==== Supplied data ====
PR #5871, opened 2023-10-25
feat: ban bad block-sync peers

hansieodendaal:
Description
---
- Added a check to ban a misbehaving peer after block sync when not supplying any or all of the blocks corresponding to the accumulated difficulty they claimed they had.
- Added a check in the RPC block-sync server method not to try and supply blocks if it does not have both blocks corresponding to the start and end hash in its chain.
- Moved all block sync RPC errors to the short ban category from the no=ban cetegrory.
- Added happy path and ban integration-level unit tests for block sync.

Motivation and Context
---
The new unit tests that were added highlighted some issues where sync peers are not banned for their bad behaviour.

How Has This Been Tested?
---
Added new integration-level unit tests.

---
- Code walk through.
- Review and run unit tests .

Breaking Changes
---

- [x] None
- [ ] Requires hard fork
- [ ] Other - Please specify

### DIFF
--- a/base_layer/core/src/base_node/sync/rpc/service.rs
+++ b/base_layer/core/src/base_node/sync/rpc/service.rs
@@ -147,6 +147,11 @@ impl<B: BlockchainBackend + 'static> BaseNodeSyncService for BaseNodeSyncRpcServ
         if db.fetch_block_by_hash(hash, true).await.is_err() {
             return Err(RpcStatus::not_found("Requested end block sync hash was not found"));
         }
+
+        if start_height > metadata.height_of_longest_chain() {
+            return Ok(Streaming::empty());
+        }
+
         let end_header = db
             .fetch_header_by_block_hash(hash)
             .await
--- a/base_layer/core/src/base_node/sync/rpc/service.rs
+++ b/base_layer/core/src/base_node/sync/rpc/service.rs
@@ -120,6 +120,9 @@ impl<B: BlockchainBackend + 'static> BaseNodeSyncService for BaseNodeSyncRpcServ
             .start_hash
             .try_into()
             .map_err(|_| RpcStatus::bad_request(&"Malformed starting hash received".to_string()))?;
+        if db.fetch_block_by_hash(hash, true).await.is_err() {
+            return Err(RpcStatus::not_found("Requested start block sync hash was not found"));
+        }
         let start_header = db
             .fetch_header_by_block_hash(hash)
             .await
@@ -137,13 +140,13 @@ impl<B: BlockchainBackend + 'static> BaseNodeSyncService for BaseNodeSyncRpcServ
             )));
         }
 
-        if start_height > metadata.height_of_longest_chain() {
-            return Ok(Streaming::empty());
-        }
         let hash = message
             .end_hash
             .try_into()
             .map_err(|_| RpcStatus::bad_request(&"Malformed end hash received".to_string()))?;
+        if db.fetch_block_by_hash(hash, true).await.is_err() {
+            return Err(RpcStatus::not_found("Requested end block sync hash was not found"));
+        }
         let end_header = db
             .fetch_header_by_block_hash(hash)
             .await
--- a/base_layer/core/src/base_node/sync/rpc/service.rs
+++ b/base_layer/core/src/base_node/sync/rpc/service.rs
@@ -148,10 +148,6 @@ impl<B: BlockchainBackend + 'static> BaseNodeSyncService for BaseNodeSyncRpcServ
             return Err(RpcStatus::not_found("Requested end block sync hash was not found"));
         }
 
-        if start_height > metadata.height_of_longest_chain() {
-            return Ok(Streaming::empty());
-        }
-
         let end_header = db
             .fetch_header_by_block_hash(hash)
             .await
--- a/base_layer/core/src/base_node/sync/rpc/tests.rs
+++ b/base_layer/core/src/base_node/sync/rpc/tests.rs
@@ -75,7 +75,7 @@ mod sync_blocks {
     }
 
     #[tokio::test]
-    async fn it_sends_an_empty_response() {
+    async fn it_does_not_send_empty_responses_with_bad_requests() {
         let (service, db, rpc_request_mock, _tmp) = setup();
 
         let (_, chain) = create_main_chain(&db, block_specs!(["A->GB"])).await;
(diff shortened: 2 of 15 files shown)


base_layer/core/src/base_node/sync/rpc/service.rs
```diff
@@ -137,13 +140,18 @@ impl<B: BlockchainBackend + 'static> BaseNodeSyncService for BaseNodeSyncRpcServ
...
             .end_hash
             .try_into()
             .map_err(|_| RpcStatus::bad_request(&"Malformed end hash received".to_string()))?;
+        if db.fetch_block_by_hash(hash, true).await.is_err() {
+            return Err(RpcStatus::not_found("Requested end block sync hash was not found"));
+        }
+
+        if start_height > metadata.height_of_longest_chain() {
+            return Ok(Streaming::empty());
+        }
```
SWvheerden:
```suggestion
```
We can remove this, it wont ever get to this. 
We added checks for the start and end blocks, so we know we have them in our chain.

base_layer/core/tests/helpers/sync.rs
```diff
@@ -149,44 +165,48 @@ pub fn delete_some_blocks_and_headers(
...
+            for block in &blocks[1..] {
+                if node.blockchain_db.block_exists(*block.hash()).unwrap() {
+                    let mut txn = DbTransaction::new();
+                    txn.delete_orphan(*block.hash());
+                    node.blockchain_db.write(txn).unwrap();
+                }
+                assert!(!node.blockchain_db.block_exists(*block.hash()).unwrap());
+            }
+            node.blockchain_db.insert_valid_headers(headers[1..].to_vec()).unwrap();
+            // Note: This seems funny, as inserting the headers back into the db will cause this test to fail
```
SWvheerden:
```suggestion
            // Note: This seems funny, as inserting the headers back into the db will cause this test to fail
        //       This should be investigated and fixed as it will enhance the tests. If we uncomment the following assertion, the
        //       tests depending on this function will fail.
```

base_layer/core/tests/tests/header_sync.rs
```diff
@@ -267,7 +267,7 @@ async fn test_header_sync_uneven_headers_and_blocks_peer_lies_about_pow_no_ban()
     match event {
         StateEvent::HeadersSynchronized(_val, sync_result) => {
             assert_eq!(sync_result.headers_returned, 0);
-            assert_eq!(sync_result.peer_fork_hash_index, 3);
+            assert_eq!(sync_result.peer_fork_hash_index, 5);
```
SWvheerden: whats going here, why did this value change? To me 3 sounds like the correct number here?

base_layer/core/src/base_node/sync/rpc/service.rs
hansieodendaal: There is a specific unit test for it (`async fn it_sends_an_empty_response()`), that tests if empty is returned if end < start where both hashes are valid, so I opted to keep it in.

_After discussion, I agree we can remove this behaviour and just let the server return an error._

base_layer/core/src/base_node/sync/rpc/tests.rs
```diff
@@ -75,7 +75,7 @@ mod sync_blocks {
     }
 
     #[tokio::test]
-    async fn it_sends_an_empty_response() {
+    async fn it_does_not_send_empty_responses_with_bad_requests() {
```
SWvheerden:
```suggestion
    async fn is_sends_bad_request+on_bad_response() {
```
In a year we wont know that we sent and empty response and we will wonder why this test exists and what it tests

base_layer/core/src/chain_storage/blockchain_database.rs
```diff
@@ -1083,9 +1083,9 @@ where B: BlockchainBackend
     }
 
     /// Returns true if this block exists in the chain, or is orphaned.
-    pub fn block_exists(&self, hash: BlockHash) -> Result<bool, ChainStorageError> {
+    pub fn chain_block_or_orphan_block_exists(&self, hash: BlockHash) -> Result<bool, ChainStorageError> {
         let db = self.db_read_access()?;
-        Ok(db.contains(&DbKey::BlockHash(hash))? || db.contains(&DbKey::OrphanBlock(hash))?)
+        Ok(db.fetch_block_accumulated_data(&hash)?.is_some() || db.contains(&DbKey::OrphanBlock(hash))?)
```
SWvheerden, line 1089:
```suggestion
// we need to check if the block accumulated data exists, and the header might exist without a body
        Ok(db.fetch_block_accumulated_data(&hash)?.is_some() || db.contains(&DbKey::OrphanBlock(hash))?)
```

base_layer/core/tests/helpers/sync.rs
```diff
@@ -140,53 +155,77 @@ pub async fn create_network_with_local_and_peer_nodes() -> (
...
     node: &NodeInterfaces,
-    set_best_block: Option<bool>,
 ) {
     if blocks_with_anchor.is_empty() || blocks_with_anchor.len() < 2 {
         panic!("blocks must have at least 2 elements");
     }
-    let set_best_block = set_best_block.unwrap_or(false);
     let mut blocks: Vec<_> = blocks_with_anchor.to_vec();
     blocks.reverse();
     for i in 0..blocks.len() - 1 {
```
SWvheerden, line 188:
```suggestion
    for i in (0..blocks.len() - 1).rev() {
```

base_layer/core/tests/helpers/sync.rs
```diff
@@ -140,53 +155,77 @@ pub async fn create_network_with_local_and_peer_nodes() -> (
...
     instruction: WhatToDelete,
     node: &NodeInterfaces,
-    set_best_block: Option<bool>,
 ) {
     if blocks_with_anchor.is_empty() || blocks_with_anchor.len() < 2 {
         panic!("blocks must have at least 2 elements");
     }
-    let set_best_block = set_best_block.unwrap_or(false);
     let mut blocks: Vec<_> = blocks_with_anchor.to_vec();
     blocks.reverse();
```
SWvheerden, line 187:
```suggestion
```

base_layer/core/tests/helpers/sync.rs
SWvheerden: nit: if just do this, you don't have to swap around the entire array, and the code above is more direct what's going on. Because it seems strange that you delete a block, and then you set the next block as the best block

SWvheerden (commented):
Looking good, I want us to add a comment and rename a test, the other one is a nit

base_layer/core/src/base_node/sync/rpc/tests.rs
```diff
@@ -75,7 +75,7 @@ mod sync_blocks {
     }
 
     #[tokio::test]
-    async fn it_sends_an_empty_response() {
+    async fn is_sends_bad_request+on_bad_response() {
```
SWvheerden:
```suggestion
    async fn is_sends_bad_request_on_bad_response() {
```

SWvheerden (approved):

PR #5873, opened 2023-10-25
feat!: add validator mmr size

SWvheerden:
Description
---
Adds in the size of the validator balance tree to the header. 

Motivation and Context
---
The validator size needs to be committed too like the other Merkle roots as well. A peer syncing will have no way of verifying the validator merkle root is it does not know the size. 

How Has This Been Tested?
---
Unit tests

---
ensure its committed to and not malleable.


hansieodendaal (approved):
utACK

stringhandler (dismissed):
Not sure if it's necessary, but rather be safe than sorry

PR #5879, opened 2023-10-27
feat: enable multiple coinbase utxos

SWvheerden:
Description
---
This allows multiple coinbase utxos in a block

Motivation and Context
---
If we want to implement p2pool, implementing multiple coinbases is the easiest way to enable multiple parties to have their own verified UTXOs mined. There are other ways of doing this, but this approach is the simplest and requires the least overall utxos. 

How Has This Been Tested?
---
unit tests

### DIFF
--- a/base_layer/core/src/transactions/aggregated_body.rs
+++ b/base_layer/core/src/transactions/aggregated_body.rs
@@ -29,6 +29,7 @@ use log::*;
 use serde::{Deserialize, Serialize};
 use tari_common_types::types::PrivateKey;
 use tari_crypto::commitment::HomomorphicCommitmentFactory;
+use tari_common_types::types::Commitment;
 
 use crate::transactions::{
     crypto_factories::CryptoFactories,
@@ -240,7 +241,7 @@ impl AggregateBody {
         factories: &CryptoFactories,
         height: u64,
     ) -> Result<(), TransactionError> {
-        let mut coinbase_utxo = None;
+        let mut coinbase_utxo_sum = Commitment::default();
         let mut coinbase_kernel = None;
         let mut coinbase_counter = 0; // there should be exactly 1 coinbase
         for utxo in self.outputs() {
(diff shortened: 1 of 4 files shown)


base_layer/core/src/transactions/coinbase_builder.rs
```diff
@@ -625,16 +625,6 @@ mod test {
...
 
-        // test catches that coinbase count on the utxo is wrong
-        assert!(matches!(
-            tx.body.check_coinbase_output(
-                block_reward,
-                rules.consensus_constants(0).coinbase_min_maturity(),
-                &factories,
-                42
-            ),
-            Err(TransactionError::MoreThanOneCoinbase)
```
hansieodendaal, line 636: If we allow multiple coinbases, pleas remove this error:
```
TransactionError::MoreThanOneCoinbase
```

base_layer/core/src/validation/block_body/test.rs
```diff
@@ -212,20 +212,6 @@ async fn it_checks_exactly_one_coinbase() {
...
-    let err = {
-        // `MutexGuard` cannot be held across an `await` point
-        let txn = blockchain.db().db_read_access().unwrap();
-        let err = validator.validate_body(&*txn, block.block()).unwrap_err();
-        err
-    };
-    assert!(matches!(
-        err,
-        ValidationError::BlockError(BlockValidationError::TransactionError(
-            TransactionError::MoreThanOneCoinbase
```
hansieodendaal, line 226: The name for this test `async fn it_checks_exactly_one_coinbase()` should change

base_layer/core/src/transactions/aggregated_body.rs
```diff
@@ -250,22 +250,18 @@ impl AggregateBody {
                     warn!(target: LOG_TARGET, "Coinbase {} found with maturity set too low", utxo);
                     return Err(TransactionError::InvalidCoinbaseMaturity);
                 }
-                coinbase_utxo = Some(utxo);
+                coinbase_utxo_sum = &coinbase_utxo_sum + &utxo.commitment;
```
hansieodendaal, line 253: Lets add a unit test with say 50 coinbases in one block

hansieodendaal (commented):
Looks good, I would just like us to beef up on the test cases, please.

base_layer/core/src/transactions/aggregated_body.rs
SWvheerden: Existing tests are fine, we don't need to ber extravagant

SWvheerden:
We have enough test cases that already test for duplicate coinbase utxos and duplicate coinbase kernels, they all handle correctly. We don't have to add anything extravagant here atm

Issue #5860, opened 2023-10-23
Reduce timeout of find_chain_split 


SWvheerden:
The current timeout of 30 seconds is very long and can cause a peer to delay the node by a bit,.

PR #5882, opened 2023-10-27
feat: reduce timeouts and increase bans

### LINKED ISSUE #5867: Revise default ban period
We need to revise the default ban period for short and normal bans.

SWvheerden:
Description
---
Reduces the latency of timeouts from 30 seconds to 15 seconds
Increases the ban periods

Motivation and Context
---
Reduces the latency of the timeouts from 30 secs to 15 secs: #5860 

Increase the short ban to 4 mins up from 30 seconds. The short ban is used for timeouts etc. and is used to ensure the base node can select a new node to sync from etc. But if this is too short, or under the block time, timeouts can be used maliciously by nodes. For example a node can say it has a better pow, let your node try and sync to it, wait for the timeouts, get banned for 30 seconds. This means your node waits the 30 seconds -> 1 mins if needs more than 1 call, which is likely. This means you node rejects all new blocks for 1 min, and then you ban the peer for 30 secs. They can then submit their new block to you after the 30 secs. This makes it longer than the block time. This means the bad node is excluded from all new nodes for 2 blocks on avg. 

Fixes: : #5860 
Fixes: #5867

### DIFF
--- a/base_layer/core/src/base_node/sync/config.rs
+++ b/base_layer/core/src/base_node/sync/config.rs
@@ -56,13 +56,13 @@ pub struct BlockchainSyncConfig {
 impl Default for BlockchainSyncConfig {
     fn default() -> Self {
         Self {
-            initial_max_sync_latency: Duration::from_secs(30),
+            initial_max_sync_latency: Duration::from_secs(15),
             max_latency_increase: Duration::from_secs(2),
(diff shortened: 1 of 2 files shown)


SWvheerden:
Need to test and verify these changes on system level once merged in.

hansieodendaal (approved):
utACK

PR #6954, opened 2025-04-16
fix: force coinbase fee = 0

SWvheerden:
Description
---
Although not exploitable per say, its better to have a fixed consensus checking that the fee = 0 for the coinbase.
====
# [What you will do]
Go through the records above and return every line that holds the string "ensure".

# [Written solution]
ensure its committed to and not malleable.
Increase the short ban to 4 mins up from 30 seconds. The short ban is used for timeouts etc. and is used to ensure the base node can select a new node to sync from etc. But if this is too short, or under the block time, timeouts can be used maliciously by nodes. For example a node can say it has a better pow, let your node try and sync to it, wait for the timeouts, get banned for 30 seconds. This means your node waits the 30 seconds -> 1 mins if needs more than 1 call, which is likely. This means you node rejects all new blocks for 1 min, and then you ban the peer for 30 secs. They can then submit their new block to you after the 30 secs. This makes it longer than the block time. This means the bad node is excluded from all new nodes for 2 blocks on avg. 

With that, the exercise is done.